Five-year overall survival displayed using 4 (a), 8 (b), and 12 (c) weeks from diagnosis to surgery to divide the cohort. Blue curves represent patients where the time to surgery was below each timepoint with green showing those who waited longer than each chosen timepoint. No differences in long-term overall survival was seen (p = 0.397, p = 0.962, and p = 0.611, respectively)

Discussion

Through the alteration of the preoperative patient management, prehabilitation aims to reduce perioperative morbidity and promote rapid recovery following major surgery. Before application to oncological cases, clinicians and patients require reassurance that the potential limited extension of the time from diagnosis to curative surgery for patient optimisation does not compromise outcomes. As available reports are contradictory and contain mainly open cases [7,8,9], we aimed to investigate if there was an association between waiting times and long-term survival in patients that received exclusively laparoscopic surgery and enhanced recovery care which is currently advocated as best practice [11].

This exploratory analysis utilising a large, prospective, mature cohort that did not receive any formal prehabilitation interventions did not identify any difference in short- or long-term outcomes including when patients were dichotomised by 1-, 2- or 3-month periods. This suggests that, where indicated, clinical cancer pathways could safely evolve to incorporate patient optimisation and prehabilitation programmes. Patient focused perioperative medicine based upon a personalised risk stratification presents a logical care evolution rather than non-evidenced based inflexible time-based pathways [3].
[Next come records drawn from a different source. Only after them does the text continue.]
Issue #226, opened 2023-05-02
Open API design for BuckEvent data


sluongng:
Today, the build telemetry is done pretty much through Scribe (Meta's internal message queue system) into Scuba (Meta's telemetry platform).

This resulted in Buck2 implementing the EventSink trait for Scribe only:

```rust
/// A sink for events, easily plumbable to the guts of systems that intend to produce events consumeable by
/// higher-level clients. Sending an event is synchronous.
pub trait EventSink: Send + Sync {
    /// Sends an event into this sink, to be consumed elsewhere. Explicitly does not return a Result type; if sending
    /// an event does fail, implementations will handle the failure by panicking or performing some other graceful
    /// recovery; callers of EventSink are not expected to handle failures.
    fn send(&self, event: BuckEvent);

    /// Sends a control event into this sink, to be consumed elsewhere. Control events are not sent to gRPC clients.
    fn send_control(&self, control_event: ControlEvent);

    /// Collects stats on this sink (e.g. messages accepted, rejected).
    fn stats(&self) -> Option<EventSinkStats>;
}
```

In here:

- `BuckEvent` is defined in `buck_data/data.proto` which is great for backward compatibility

- `ControlEvent` is an enum
   ```rust
   /// An event that can be produced by Buck2 that is not intended to be presented to the user, but rather is used to
   /// communicate with other parts of Buck2.
   #[derive(Clone, From)]
   pub enum ControlEvent {
       /// A command result, produced upon completion of a command.
       CommandResult(Box<CommandResult>),
       /// A progress event from this command. Different commands have different types.
       PartialResult(PartialResult),
   }
   ```
   where `CommandResult` and `PartialResult` are both defined in `buck2_cli_proto/daemon.proto`. Not sure yet how backward 
   compatible guarentee this is just yet.

- `EventSinkStats` is a struct defined in `buck2_events` crate, not guarantee to be backward compatible.

---

It would be nice if we could define the telemetry data in a unified interface/data format similar to [Bazel's BEP](https://bazel.build/remote/bep) so that third parties could implement the server side for it. At the very least, having the data structures defined in a unified protobuf would help assuring that the future changes are backward compatible.

krallin:
Is this what you're looking for?

https://github.com/facebook/buck2/blob/main/app/buck2_data/data.proto

cjhopman:
[...]

PR #685, opened 2024-06-17
BuckEvent: provide a Buck Event Publisher proto

sluongng:
Provide a BuckEvent Publisher service which emits BuckEvents to an
external server implementation.

Closes https://github.com/facebook/buck2/issues/226

### DIFF
--- a/app/buck2_event_publisher_proto/event_publisher.proto
+++ b/app/buck2_event_publisher_proto/event_publisher.proto
@@ -1,0 +1,33 @@
+/*
+ * Copyright (c) Meta Platforms, Inc. and affiliates.
+ *
+ * This source code is licensed under both the MIT license found in the
+ * LICENSE-MIT file in the root directory of this source tree and the Apache
+ * License, Version 2.0 found in the LICENSE-APACHE file in the root directory
+ * of this source tree.
+ */
+
+syntax = "proto3";
+
+import "data.proto";
+
+package event_publisher;
+
+message BuckEventRequest {
+  // A trace-unique 64-bit identifying the stream.
+  uint64 stream_id = 1;
+
+  buck.data.BuckEvent event = 2;
+};
+
+message BuckEventResponse {
+  // A trace-unique 64-bit identifying the stream.
+  uint64 stream_id = 1;
+
+  // The trace ID of the event that has been committed.
+  uint64 trace_id = 2;
+};
+
+service BuckEventPublisher {
+  rpc StreamBuckEvent(stream BuckEventRequest) returns (stream BuckEventResponse);
+};
--- a/Cargo.toml
+++ b/Cargo.toml
@@ -28,6 +28,7 @@ members = [
     "app/buck2_event_observer",
     "app/buck2_events",
     "app/buck2_event_log",
+    "app/buck2_event_publisher_proto",
     "app/buck2_execute",
     "app/buck2_execute_impl",
     "app/buck2_external_cells",
--- a/app/buck2_event_publisher_proto/BUCK
+++ b/app/buck2_event_publisher_proto/BUCK
@@ -1,0 +1,18 @@
+load("@fbcode//buck2:proto_defs.bzl", "rust_protobuf_library")
+load("@fbsource//tools/build_defs:glob_defs.bzl", "glob")
+
+oncall("build_infra")
+
+rust_protobuf_library(
+    name = "buck2_event_publisher_proto",
+    srcs = glob(["src/**/*.rs"]),
+    build_script = "build.rs",
+    build_env = {
+        "BUCK_HACK_DATA_PROTOC_INCLUDE": "$(location //buck2/app/buck2_data:data_proto)",
+    },
+    protos = ["event_publisher.proto"],
+    deps = [
+        "fbsource//third-party/rust:tonic",
+        "//buck2/app/buck2_data:buck2_data",
+    ],
+)
--- a/app/buck2_event_publisher_proto/Cargo.toml
+++ b/app/buck2_event_publisher_proto/Cargo.toml
@@ -1,0 +1,16 @@
+[package]
+name = "buck2_event_publisher_proto"
+
+edition = "2021"
+license = { workspace = true }
+repository = { workspace = true }
+version = "0.1.0"
+
+[dependencies]
+prost = { workspace = true }
+tonic = { workspace = true }
+
+buck2_data = { workspace = true }
+
+[build-dependencies]
+buck2_protoc_dev = { workspace = true }
--- a/app/buck2_event_publisher_proto/build.rs
+++ b/app/buck2_event_publisher_proto/build.rs
@@ -1,0 +1,28 @@
+/*
+ * Copyright (c) Meta Platforms, Inc. and affiliates.
+ *
+ * This source code is licensed under both the MIT license found in the
+ * LICENSE-MIT file in the root directory of this source tree and the Apache
+ * License, Version 2.0 found in the LICENSE-APACHE file in the root directory
+ * of this source tree.
+ */
+
+use std::env;
+use std::io;
+use std::path::PathBuf;
+
+fn main() -> io::Result<()> {
+    let proto_files = &["event_publisher.proto"];
+
+    let data_include = if let Ok(value) = env::var("BUCK_HACK_DATA_PROTOC_INCLUDE") {
+        let path = PathBuf::from(value);
+        path.parent().unwrap().to_str().unwrap().to_owned()
+    } else {
+        "../buck2_data".to_owned()
+    };
+
+    buck2_protoc_dev::configure()
+        .setup_protoc()
+        .extern_path(".buck.data", "::buck2_data")
+        .compile(proto_files, &[".", &data_include])
+}
--- a/app/buck2_event_publisher_proto/src/lib.rs
+++ b/app/buck2_event_publisher_proto/src/lib.rs
@@ -1,0 +1,12 @@
+/*
+ * Copyright (c) Meta Platforms, Inc. and affiliates.
+ *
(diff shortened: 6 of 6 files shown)


app/buck2_event_publisher_proto/event_publisher.proto
```diff
@@ -0,0 +1,33 @@
...
+message BuckEventRequest {
+  // A trace-unique 64-bit identifying the stream.
+  uint64 stream_id = 1;
+
+  buck.data.BuckEvent event = 2;
+};
+
+message BuckEventResponse {
+  // A trace-unique 64-bit identifying the stream.
+  uint64 stream_id = 1;
```
JakobDegen, line 25: > Instead of having stream_id we can just create a new grpc call for each stream, that would be more natural.

- @stepancheg

JakobDegen (commented):
Copying some comments left on phabricator:

> I think we need the rest of the stack to accept this.
> Is it not clear how this will be used.
> (Also I'm not 100% sure grpc is the right choice, maybe simple piping to stdin would be sufficient).

I think I agree that I'd like to see a little more code before landing this just yet

app/buck2_event_publisher_proto/event_publisher.proto
JakobDegen: Actually, to partially respond to Stiopa on this: That seems hard to practically implement on the buck2 side, since we may create a number of different instances of the client for each command. And even if we didn't do that, it seems unwise to prevent ourselves from doing that in the future

JakobDegen:
Actually, I have another thing to consider: Internally, we've found that the size of the event logs can be extremely substantial and that keeping the entire mechanism reliable hasn't been super straightforward. Now, while I don't if anyone else's repo is big enough to be affected by that, and I'm sure that some of the unreliability is a result of misbehaviors specific to our infra, I can also imagine that some of the lessons learned from that are more generally useful.

To go into detail a bit, the way our scribe client works is roughly that it allocates the "real" client as a global, and gets a handle to it for each instance of the type you see. The global then keeps a queue of messages that is used to 1) batch writes, and 2) rate limit itself. While the rate limiting is probably not necessary in OSS, the write batching might be of interest. That might be something to consider for this API. Hopefully that information also explains what `send_now` does. I'm going to try and get our client open sourced for you to at least look at and evaluate what parts of it you want to reuse or not

sluongng:
There seem to be 2 concerns here:

1. Client initialization and `stream_id`:

I plan to mimic Bazel's approach here. In Bazel, each "invocation" gets a unique stream ID. As events get sent to the server, the server will reply with "ack" (identified via trace_id) for events that have persisted. Network disruption could happen and in such cases, the client might want to retry sending events that were not "ack" by the server. Upon resend, the events could be sent to a different server instance, thus the `stream_id` is needed to identify the retry stream is the same as the previous disrupted stream.

2.

sluongng:
> I think we need the rest of the stack to accept this.
Is it not clear how this will be used.
(Also I'm not 100% sure grpc is the right choice, maybe simple piping to stdin would be sufficient).

From my perspective, it could be potentially a huge time investment to code the rest of the implementation without agreeing on the spec first. At least some agreements on the grpc service would be a positive signal for me to put more time into this.

The current design is modeled after `PublishBuildToolEventStream` https://github.com/bazelbuild/bazel/blob/0b280ac442aa51c7cca1c311658dbd1a6346dff5/third_party/googleapis/google/devtools/build/v1/publish_build_event.proto#L72-L84. Which is a battle-tested RPC with multiple server implementations available among the REAPI ecosystem. A sample client implementation is available in [Bazel (java)](https://cs.opensource.google/bazel/bazel/+/master:src/main/java/com/google/devtools/build/lib/buildeventservice/client/BuildEventServiceClient.java;drc=74e51890398d513694e48b79ee30bb8b99c314fc) as well as plenty of proxy implementations available on Github.

With that said, I do understand that this is going to be a Buck2-specific API. So if there are any alternative proposals, I would love to hear them.

JakobDegen:
> Could you please elaborate a bit more on why batch sending needs to be implemented on the client side?

So the thing to keep in mind is that our event sending is done synchronously in a bunch of latency sensitive places. While a benchmark would certainly be much better than guessing, my expectation is that doing a network op for each of these events might be prohibitively slow, at least in some of our builds.

That being said, I don't know that we have to figure this out now. Happy to let you experiment and see if it matters or not.

> From my perspective, it could be potentially a huge time investment to code the rest of the implementation without agreeing on the spec first. At least some agreements on the grpc service would be a positive signal for me to put more time into this.

Yeah, sorry, I was a bit too brief before in just asking for more code. I think you're right to ask for alignment on use of a GRPC API in general, and I'll bring that up at our team meeting tomorrow to make sure we're all good to move forward in general.

The main thing I would ask for from your side is that the service definition itself is clearly marked as being unstable until we've gathered some experience with using it. The way we've reported events to our own service has changed quite a lot in the past, and I imagine that much of that configuration may at some point need room in the API (the first thing that comes to mind is that we only send a subset of events right now, and I imagine not all consumers are going to agree on which subset is the right one...).

Other than that, I don't think it makes much of a difference whether we merge this PR now or wait for some additional code on the client before doing so, but hopefully the things I mentioned above are enough for you to be able to continue work on your side

sluongng:
> Yeah, sorry, I was a bit too brief before in just asking for more code. I think you're right to ask for alignment on use of a GRPC API in general, and I'll bring that up at our team meeting tomorrow to make sure we're all good to move forward in general.

Thank you so much. Looking forward to this.

> So the thing to keep in mind is that our event sending is done synchronously in a bunch of latency sensitive places. While a benchmark would certainly be much better than guessing, my expectation is that doing a network op for each of these events might be prohibitively slow, at least in some of our builds.

This is a good call out.

In Bazel, there is a flag that could switch sending build events asynchronously vs synchronously. The reason for synchronous is that in many OSS setups, the CI worker is an ephemeral CI container/VM that will get shut down right after the build is finished. In those scenarios, it might benefit folks to turn on synchronous event sending so that their builds would wait for all events to be sent before exiting and initializing container shutdown.

I think sending events in async/sync mode is tangent to sending events via stream/batch request. Let's not conflate the 2. There are ways to implement async event sink while using grpc bidi stream as well as batch request while supporting queue by-passing for send_now. For example, we could maintain an internal priority queue in Buck Daemon and send_now events will always get the highest priority. I think we could hash this out in future PRs when we dive into implementation details.

> the service definition itself is clearly marked as being unstable until we've gathered some experience with using it.

I have no problem with this. If there is any existing convention in Buck2 to mark unstable service, I would be happy to follow. If there isn't, I will name the configuration key to activate this `unstable_buck_event_service = grpcs://my.service.com/buckevent` or `experimental_buck_event_service = grpcs://my.service.com/buckevent`. We could also rename the `.proto` file or the Service name itself, although I think it's a bit overkill.

Let me know what you prefer here.

> Other than that, I don't think it makes much of a difference whether we merge this PR now or wait for some additional code on the client before doing so, but hopefully the things I mentioned above are enough for you to be able to continue work on your side

I think the main diff will be who has to pay the rebase cost.

If the review time for future PRs is short, I have no problem leaving this unmerged. However, if the lead time is long, I will have to rebase my PR stack and account for existing refactoring(codemod) in Buck2 repo, which could be a pain to deal with. So I would prefer to have this merged earlier rather than later.

sluongng:
@JakobDegen friendly ping. I am looking for a confirmation on the gRPC API direction before investing more time into this.

JakobDegen:
Alright, sorry for the delay. We had some back and forth on this internally and our ourselves not quite sure what we think the right answer is.

> The reason for synchronous is that in many OSS setups, the CI worker is an ephemeral CI container/VM that will get shut down right after the build is finished. In those scenarios, it might benefit folks to turn on synchronous event sending so that their builds would wait for all events to be sent before exiting and initializing container shutdown.

So we actually have the same problem, which is why even though our event sending is asynchronous in the sense that it doesn't do a network op on each `send` call, we will still make sure to flush all our buffers at the end of the command before returning to the user. I don't think this is the reason you should be electing to go full sync.

> I think sending events in async/sync mode is tangent to sending events via stream/batch request. Let's not conflate the 2. There are ways to implement async event sink while using grpc bidi stream as well as batch request while supporting queue by-passing for send_now. For example, we could maintain an internal priority queue in Buck Daemon and send_now events will always get the highest priority. I think we could hash this out in future PRs when we dive into implementation details.

👍 

> I have no problem with this. If there is any existing convention in Buck2 to mark unstable service

I think a comment at the top of the proto file would be more than enough

> If the review time for future PRs is short, I have no problem leaving this unmerged. However, if the lead time is long, I will have to rebase my PR stack and account for existing refactoring(codemod) in Buck2 repo, which could be a pain to deal with. So I would prefer to have this merged earlier rather than later.

Yeah that's fair. Let's merge this then and we can iterate

I'll add one additional point that came up internally:

Given how big logs can sometimes be, and that users are often working from home on not-great internet (or god forbid, from a hotel or plane or something), the default state was that we had complete data for not even 90% of builds. Fixing that to get 99% complete data was a significant investment for us. The part where we currently have machine local queues in a couple different places that allow us to bridge any periods of reduced internet connectivity were a very big contributing part of that. It's not blocking, but I wanted to at least raise awareness of that so you get a chance to consider it.

If you're otherwise comfortable with this, let me know and I'll go ahead and merge it

aherrmann:
Related: https://github.com/facebook/buck2/pull/811 provides a draft implementation of BES support for Buck2.

iguridi:
@sluongng friendly ping. I want to confirm this PR is still the desired way to go forward on this

sluongng:
Im closing this in favor of the approach laid out in https://github.com/googleapis/googleapis/pull/988#issuecomment-2718603564

Would love to get some feedbacks from Meta side about that approach 🙏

Patients with higher American Society of Anaesthesiology scores were seen to have longer times to surgery which presents an opportunity to formalise their preoperative care without significantly altering our practice. Understandably, neoadjuvant rectal cancer treatment requires prolongation of the preoperative timeframe. We included these patient as chemoradiotherapy has been shown to negatively impact patient fitness as quantified with cardiopulmonary exercise testing although importantly, this deficit was rapidly restored with a preoperative structured training programme [12]. It is unclear why younger patients, who are less likely to have significant co-morbidity had longer waiting times for surgery at our institution.
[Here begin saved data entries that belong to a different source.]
PR #687, opened 2024-06-18
Rename the `root` cell

cbarrete:
This commit renames the `root` cell to facilitate embedding it as a dependency to Rust projects. While the Buck2 repository does not have an official public API, depending on it is the most reasonable way of writing custom test runners, which is important for OSS users until TestInfo V2 lands.

`root` is a common name for root cells, it is generic and it is the default when running `buck2 init`, making it a bad name that is not descriptive and likely to conflict with downstream cells.

As described in the added docs, this commit is not an ideal solution, since it requires configuration hacks:
- The root `.buckconfig` must point to Buck2's shim directory.
- Buck2's `.buckconfig` must be edited to remove cells that are already defined in the root.

Relates to #684.

### DIFF
--- a/.buckconfig
+++ b/.buckconfig
@@ -1,6 +1,6 @@
 [repositories]
-root = .
 prelude = prelude
+buck2 = .
 shim = shim
 
 [repository_aliases]
@@ -14,4 +14,4 @@ buck = shim
 bazel_skylib = shim
 
 [parser]
-target_platform_detector_spec = target:root//...->prelude//platforms:default target:shim//...->prelude//platforms:default
+target_platform_detector_spec = target:buck2//...->prelude//platforms:default target:shim//...->prelude//platforms:default
--- a/docs/users/advanced/buck2_library.md
+++ b/docs/users/advanced/buck2_library.md
@@ -1,0 +1,32 @@
+---
+id: buck2_library
+title: Consuming code from the `buck2` repository
+---
+
+It is possible to depend on targets from the Buck2 repository, which you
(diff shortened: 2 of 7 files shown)


cbarrete:
Hello @JakobDegen, do you know who I should tag to have a look at this? I'm very open to feedback, especially on the caveats that I outlined. I'd like to remove them, but I don't know what would be a good way.

zjturner:
What about places like this that use an implicit root?

https://github.com/facebook/buck2/blob/main/app/buck2_test_runner/BUCK#L18-L21

cbarrete:
I also thought they would have to be made explicit, but as I understand it, a bare `//` means "the current cell" rather than "the root cell". If I'm not mistaken, there are no further changes required, which is nice.
Since the build/CI pass just fine, and I don't have root cell conflicts anymore with my experiment, I'm fairly confident that this is correct.

cbarrete:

Given cancer treatment regulatory guidelines and patient and clinician desire for prompt treatment, presently, there is insufficient justification to extend times from diagnosis to colorectal cancer resection outside of research settings [6]. A number of prehabilitation randomised clinical trials are now recruiting (Prepare-ABC ISRCTN82233115, EMPOWER NCT01914068, pERAS NCT02746731, PHYSSURG-C NCT02299596 and LIPPSMAckPOP ACTRN12613000664741). Patient-centred studies appear indicated to explore the acceptability of prehabilitation, maximise protocol compliance and explore whether a short delay in curative treatment is justified by potential recovery benefits.
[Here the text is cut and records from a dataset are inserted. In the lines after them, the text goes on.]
Issue #571, opened 2024-02-20
C++ mixed linking


cbarrete:
I'm trying to build a `cxx_binary` with mixed linking: third-party code is consumed as shared objects and internal libraries are consumed as static libraries.

Is this use case supported by the prelude, and if so, how?

It seems that setting `link_style` in a `cxx_binary` target affects all dependencies: if I set it to `static`, the third-party `prebuilt_cxx_library` shared objects are missing in the `linker.argsfile`, if I set it to `dynamic`, my own libraries are built as shared objects. Setting the `link_style` per `cxx_library` seems to have no effect.

cbarrete:
Here's a minimal repro on top of a bare `buck2 init --git` with the 2024-02-15 release:
```diff
diff --git a/BUCK b/BUCK
index 1cb6b38..5d96647 100644
--- a/BUCK
+++ b/BUCK
@@ -1,7 +1,18 @@
-# A list of available rules and their signatures can be found here: https://buck2.build/docs/api/rules/
+cxx_binary(
+    name = "test",
+    srcs = ["main.cpp"],
+    deps = [":shared_lib", ":static_lib"],
+    link_style = None,
+)
+
+cxx_library(
+    name = "shared_lib",
+    srcs = ["shared_lib.cpp"],
+    link_style = "shared",
+)
 
-genrule(
-    name = "hello_world",
-    out = "out.txt",
-    cmd = "echo BUILT BY BUCK2> $OUT",
+cxx_library(
+    name = "static_lib",
+    srcs = ["static_lib.cpp"],
+    link_style = "static",
 )
diff --git a/main.cpp b/main.cpp
new file mode 100644
index 0000000..d0b8ca7
--- /dev/null
+++ b/main.cpp
@@ -0,0 +1,8 @@
+void dynamic_lib_fn();
+void static_lib_fn();
+
+int main()
+{
+    dynamic_lib_fn();
+    static_lib_fn();
+}
diff --git a/shared_lib.cpp b/shared_lib.cpp
new file mode 100644
index 0000000..6451836
--- /dev/null
+++ b/shared_lib.cpp
@@ -0,0 +1,3 @@
+void dynamic_lib_fn()
+{
+}
diff --git a/static_lib.cpp b/static_lib.cpp
new file mode 100644
index 0000000..28ce184
--- /dev/null
+++ b/static_lib.cpp
@@ -0,0 +1,3 @@
+void static_lib_fn()
+{
+}
```
[...]

PR #692, opened 2024-06-20
Document `link_style` and `preferred_linkage` for C++ rules

cbarrete:
Based on https://github.com/facebook/buck2/issues/571#issuecomment-1960032466.

Also use enums instead of strings where relevant.

<hr>

This commit does not add docs for _all_ the attributes with those names (e.g. in the Apple or Python ecosystems) because I am not familiar with those.


cbarrete:
@cjhopman is this commit stuck somewhere internally? I haven't seen it synced out to the OSS version.

PR #693, opened 2024-06-20
github: build aarch64-linux binaries with 16k-page jemalloc

thoughtpolice:
jemalloc builds in the system page size as part of its (internal) ABI at compile time, which means that if you build with a smaller page size than what your system allows, it doesn't work.

In particular, this impacts Linux on Apple Silicon, which doesn't natively support 4k pages which are the default. Set it to 16k so that the prebuilt binaries work OOTB. **EDIT**: Apparently the Raspberry Pi 5 ships with a 16k page kernel by default, as well.

### DIFF
--- a/.github/workflows/upload_buck2.yml
+++ b/.github/workflows/upload_buck2.yml
@@ -93,6 +93,12 @@ jobs:
         env:
           RUSTFLAGS: "-C strip=debuginfo -C codegen-units=1"
         run: |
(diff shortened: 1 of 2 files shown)


thoughtpolice:
Tested with the following binaries, which seemed to work: https://github.com/thoughtpolice/buck2/actions/runs/9605026647

JakobDegen (approved):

This study is subject to a number of limitations. Although our pragmatic study is the first to explore time to surgery in a laparoscopic and enhanced recovery cohort, our findings should be interpreted with caution given it was not possible to control for the large number of confounding factors that could influence this result. Date of surgery can be influenced by many factors and as the decision making behind each surgical approach choice was not available, selection bias cannot be fully excluded. However, our findings are likely to generalisable to units that do not have formal prehabilitation programmes. Time to surgery and long-term survival may not represent a direct causative link. We aimed to investigate overall survival as our interventions were surgically based. Whilst both cancer-specific and disease-free survival data is of interest, this was not routinely captured in these patients and prevents direct comparison with previous reports.

Conclusion

Time from colorectal cancer diagnosis to curative laparoscopic surgery did not impact on overall survival. This finding may allow preoperative pathway alteration for patient optimisation without compromising safety.